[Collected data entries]
Issue #892, opened 2017-12-13
panic: runtime error: invalid memory address or nil pointer dereference


pkelleratwork:
version 1.6.0 (e4adfef)
macOS 10.13.2

kompose convert =

panic: runtime error: invalid memory address or nil pointer dereference
[signal SIGSEGV: segmentation violation code=0x1 addr=0x0 pc=0x221af2b]

goroutine 1 [running]:
github.com/kubernetes/kompose/pkg/loader/compose.dockerComposeToKomposeMapping(0xc4205dc6c0, 0x20, 0xc42045d820, 0x1, 0x1, 0xc4200d35f0)
	/home/wikus/dropbox/dev/go/src/github.com/kubernetes/kompose/pkg/loader/compose/v3.go:323 +0x45b
github.com/kubernetes/kompose/pkg/loader/compose.parseV3(0xc4203686f0, 0x1, 0x1, 0x1, 0x1, 0x0, 0x30, 0x27e2280)
	/home/wikus/dropbox/dev/go/src/github.com/kubernetes/kompose/pkg/loader/compose/v3.go:113 +0x22b
github.com/kubernetes/kompose/pkg/loader/compose.(*Compose).LoadFile(0x370a980, 0xc4203686f0, 0x1, 0x1, 0xc4200d3080, 0x0, 0x0, 0x9, 0x7)
	/home/wikus/dropbox/dev/go/src/github.com/kubernetes/kompose/pkg/loader/compose/compose.go:186 +0x4d2
github.com/kubernetes/kompose/pkg/app.Convert(0x100000100, 0x0, 0x0, 0x0, 0x0, 0x28a1b28, 0x4, 0x0, 0x28b5b4d, 0x15, ...)
	/home/wikus/dropbox/dev/go/src/github.com/kubernetes/kompose/pkg/app/app.go:227 +0x145
github.com/kubernetes/kompose/cmd.glob..func3(0x36d8660, 0x370a980, 0x0, 0x0)
	/home/wikus/dropbox/dev/go/src/github.com/kubernetes/kompose/cmd/convert.go:95 +0x4d
github.com/kubernetes/kompose/vendor/github.com/spf13/cobra.(*Command).execute(0x36d8660, 0x370a980, 0x0, 0x0, 0x36d8660, 0x370a980)
	/home/wikus/dropbox/dev/go/src/github.com/kubernetes/kompose/vendor/github.com/spf13/cobra/command.go:704 +0x2c6
[...]

PR #926, opened 2018-02-07
Fix unset env bug for v3 compose

### LINKED ISSUE #918: "panic: runtime error: invalid memory address or nil pointer dereference" when using environment unset variables
when using a compose file containing an unset environment var, kompose crash with:
```
kompose up -f docker-compose.yml 
panic: runtime error: invalid memory address or nil pointer dereference
[signal SIGSEGV: segmentation violation code=0x1 addr=0x0 pc=0x1621e4b]
```

example:
```
version: '3'

services:
  jenkins:
    image: jenkins
    environment:
      - DEBUG
```

Note: if the environment var is set, everything work as expected. example:
```
version: '3'

services:
  jenkins:
    image: jenkins
    environment:
      - DEBUG=1
```

hangyan:
fix #918

### DIFF
--- a/pkg/loader/compose/v3.go
+++ b/pkg/loader/compose/v3.go
@@ -319,8 +319,19 @@ func dockerComposeToKomposeMapping(composeObject *types.Config) (kobject.Kompose
 		// Gather the environment values
 		// DockerCompose uses map[string]*string while we use []string
 		// So let's convert that using this hack
+		// Note: unset env pick up the env value on host if exist
 		for name, value := range composeServiceConfig.Environment {
-			env := kobject.EnvVar{Name: name, Value: *value}
+			var env kobject.EnvVar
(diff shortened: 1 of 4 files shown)


cdrage:
Tests pass... is it possible to add a test? If not, I could quickly write one up 👍

hangyan:
Sure, I will add some unit test

?? Outlook for Android<https://aka.ms/ghei36>

________________________________

hangyan:
@cdrage I have add some tests and check the docker-compose doc and find that my previous code is not correct. Link: https://docs.docker.com/compose/compose-file/#environment. I have rewrite the logic, please help me review it

hangyan:
related to #892 . @cdrage

cdrage:
These LGTM. Thanks for the contribution!!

THE PROBLEM
If a line in the data above includes the string "using", copy it.

FINISHED TASK
### LINKED ISSUE #918: "panic: runtime error: invalid memory address or nil pointer dereference" when using environment unset variables
when using a compose file containing an unset environment var, kompose crash with:
 		// So let's convert that using this hack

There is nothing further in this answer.